---------- EXERCISE DATA
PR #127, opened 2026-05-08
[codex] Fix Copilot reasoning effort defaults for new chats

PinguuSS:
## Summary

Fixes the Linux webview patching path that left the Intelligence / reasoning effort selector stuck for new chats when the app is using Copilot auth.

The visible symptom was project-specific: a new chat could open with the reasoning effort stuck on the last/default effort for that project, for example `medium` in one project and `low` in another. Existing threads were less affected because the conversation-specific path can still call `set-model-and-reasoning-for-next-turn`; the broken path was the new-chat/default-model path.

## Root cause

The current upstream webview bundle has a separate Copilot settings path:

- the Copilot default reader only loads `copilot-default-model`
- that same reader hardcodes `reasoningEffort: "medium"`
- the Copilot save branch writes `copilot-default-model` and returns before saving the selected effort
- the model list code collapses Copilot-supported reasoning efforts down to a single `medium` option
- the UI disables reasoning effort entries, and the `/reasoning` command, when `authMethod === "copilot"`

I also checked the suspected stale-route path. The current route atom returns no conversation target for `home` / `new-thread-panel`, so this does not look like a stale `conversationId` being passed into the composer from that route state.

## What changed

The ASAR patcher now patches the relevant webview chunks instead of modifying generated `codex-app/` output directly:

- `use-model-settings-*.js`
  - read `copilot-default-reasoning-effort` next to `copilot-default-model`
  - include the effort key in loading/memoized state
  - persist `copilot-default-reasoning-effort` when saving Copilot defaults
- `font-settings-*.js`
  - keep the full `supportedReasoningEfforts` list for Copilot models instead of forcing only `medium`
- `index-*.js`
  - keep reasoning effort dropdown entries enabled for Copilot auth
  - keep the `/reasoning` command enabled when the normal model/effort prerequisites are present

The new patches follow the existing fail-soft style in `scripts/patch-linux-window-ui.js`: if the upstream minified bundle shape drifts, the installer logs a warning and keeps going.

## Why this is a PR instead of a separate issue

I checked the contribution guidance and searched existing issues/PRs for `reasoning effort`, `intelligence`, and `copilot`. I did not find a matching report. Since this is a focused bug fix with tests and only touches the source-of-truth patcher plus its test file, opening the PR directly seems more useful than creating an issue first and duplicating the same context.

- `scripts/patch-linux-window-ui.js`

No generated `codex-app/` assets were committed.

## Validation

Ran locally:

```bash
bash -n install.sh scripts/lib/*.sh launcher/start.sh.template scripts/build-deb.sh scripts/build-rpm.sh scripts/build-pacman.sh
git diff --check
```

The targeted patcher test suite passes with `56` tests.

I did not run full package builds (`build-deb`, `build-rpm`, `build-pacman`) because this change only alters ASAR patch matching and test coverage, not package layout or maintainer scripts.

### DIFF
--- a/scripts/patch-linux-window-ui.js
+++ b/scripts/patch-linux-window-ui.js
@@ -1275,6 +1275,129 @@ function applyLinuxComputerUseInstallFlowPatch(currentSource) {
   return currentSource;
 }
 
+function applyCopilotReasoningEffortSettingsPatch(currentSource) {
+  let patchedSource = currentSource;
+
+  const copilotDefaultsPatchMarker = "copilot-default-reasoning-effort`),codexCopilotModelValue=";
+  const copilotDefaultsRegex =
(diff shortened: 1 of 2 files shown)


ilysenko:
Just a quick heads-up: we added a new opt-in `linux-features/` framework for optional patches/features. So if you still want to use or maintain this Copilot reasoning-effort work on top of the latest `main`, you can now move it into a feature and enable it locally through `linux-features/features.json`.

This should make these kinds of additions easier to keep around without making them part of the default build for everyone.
--------------------
---------- EXERCISE DATA
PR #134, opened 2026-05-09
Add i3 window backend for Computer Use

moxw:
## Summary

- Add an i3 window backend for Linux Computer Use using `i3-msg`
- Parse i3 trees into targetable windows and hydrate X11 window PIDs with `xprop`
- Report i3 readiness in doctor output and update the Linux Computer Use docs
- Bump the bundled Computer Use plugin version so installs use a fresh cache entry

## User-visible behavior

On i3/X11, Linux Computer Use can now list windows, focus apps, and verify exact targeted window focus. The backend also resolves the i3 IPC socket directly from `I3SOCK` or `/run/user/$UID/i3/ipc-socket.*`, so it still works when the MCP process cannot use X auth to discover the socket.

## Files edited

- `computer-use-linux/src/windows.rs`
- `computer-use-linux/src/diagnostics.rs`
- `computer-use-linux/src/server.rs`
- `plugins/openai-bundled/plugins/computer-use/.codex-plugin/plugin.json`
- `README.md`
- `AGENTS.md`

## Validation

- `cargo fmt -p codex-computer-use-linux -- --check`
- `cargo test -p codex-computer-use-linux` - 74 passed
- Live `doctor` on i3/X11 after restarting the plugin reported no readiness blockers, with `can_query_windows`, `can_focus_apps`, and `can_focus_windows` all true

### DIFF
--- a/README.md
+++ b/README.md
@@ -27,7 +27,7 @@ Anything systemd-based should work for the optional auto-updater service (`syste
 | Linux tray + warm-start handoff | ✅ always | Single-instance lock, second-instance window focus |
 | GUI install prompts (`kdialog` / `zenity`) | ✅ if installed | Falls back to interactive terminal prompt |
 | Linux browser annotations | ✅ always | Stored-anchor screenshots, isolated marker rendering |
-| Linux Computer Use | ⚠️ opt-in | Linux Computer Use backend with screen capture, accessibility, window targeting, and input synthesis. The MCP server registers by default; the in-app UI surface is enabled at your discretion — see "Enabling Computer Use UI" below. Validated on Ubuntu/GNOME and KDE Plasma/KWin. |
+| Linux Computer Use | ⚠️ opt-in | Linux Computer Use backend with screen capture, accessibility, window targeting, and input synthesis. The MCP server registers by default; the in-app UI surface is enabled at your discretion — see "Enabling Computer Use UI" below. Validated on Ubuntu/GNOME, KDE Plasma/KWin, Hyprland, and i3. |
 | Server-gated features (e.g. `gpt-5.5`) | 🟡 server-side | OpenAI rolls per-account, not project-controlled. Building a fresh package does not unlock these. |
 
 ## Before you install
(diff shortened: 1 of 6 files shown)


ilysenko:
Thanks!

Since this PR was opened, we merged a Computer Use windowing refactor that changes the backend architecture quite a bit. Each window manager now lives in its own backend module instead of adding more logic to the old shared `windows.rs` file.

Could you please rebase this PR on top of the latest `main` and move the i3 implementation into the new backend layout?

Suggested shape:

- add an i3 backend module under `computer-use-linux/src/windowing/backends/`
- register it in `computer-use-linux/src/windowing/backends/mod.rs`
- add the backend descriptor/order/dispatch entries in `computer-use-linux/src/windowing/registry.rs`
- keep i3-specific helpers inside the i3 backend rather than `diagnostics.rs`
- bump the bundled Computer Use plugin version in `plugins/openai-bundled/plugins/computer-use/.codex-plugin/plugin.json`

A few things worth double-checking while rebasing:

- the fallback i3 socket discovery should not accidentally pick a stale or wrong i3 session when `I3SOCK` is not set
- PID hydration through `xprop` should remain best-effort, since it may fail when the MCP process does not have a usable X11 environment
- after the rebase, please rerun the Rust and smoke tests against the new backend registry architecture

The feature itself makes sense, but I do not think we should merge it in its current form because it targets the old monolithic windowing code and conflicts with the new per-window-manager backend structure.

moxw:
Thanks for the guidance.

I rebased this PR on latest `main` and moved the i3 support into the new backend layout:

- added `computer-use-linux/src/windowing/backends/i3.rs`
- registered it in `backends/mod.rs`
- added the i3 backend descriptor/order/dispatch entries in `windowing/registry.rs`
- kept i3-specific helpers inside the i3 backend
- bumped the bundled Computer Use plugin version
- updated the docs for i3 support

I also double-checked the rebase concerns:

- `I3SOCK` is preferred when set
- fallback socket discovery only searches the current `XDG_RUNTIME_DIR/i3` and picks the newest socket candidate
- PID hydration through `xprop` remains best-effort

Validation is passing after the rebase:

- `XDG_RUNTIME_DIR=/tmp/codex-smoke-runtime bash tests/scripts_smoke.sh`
--------------------
■ WHAT TO DO ■
Restate word for word the lines of the data above, starting at the line containing "PR #127, opened 2026-05-08" and ending at the line containing "- the Copilot default", both included, and nothing more.

■ SOLVED PROBLEM ■
PR #127, opened 2026-05-08
[codex] Fix Copilot reasoning effort defaults for new chats

PinguuSS:
## Summary

Fixes the Linux webview patching path that left the Intelligence / reasoning effort selector stuck for new chats when the app is using Copilot auth.

The visible symptom was project-specific: a new chat could open with the reasoning effort stuck on the last/default effort for that project, for example `medium` in one project and `low` in another. Existing threads were less affected because the conversation-specific path can still call `set-model-and-reasoning-for-next-turn`; the broken path was the new-chat/default-model path.

## Root cause

The current upstream webview bundle has a separate Copilot settings path:

- the Copilot default reader only loads `copilot-default-model`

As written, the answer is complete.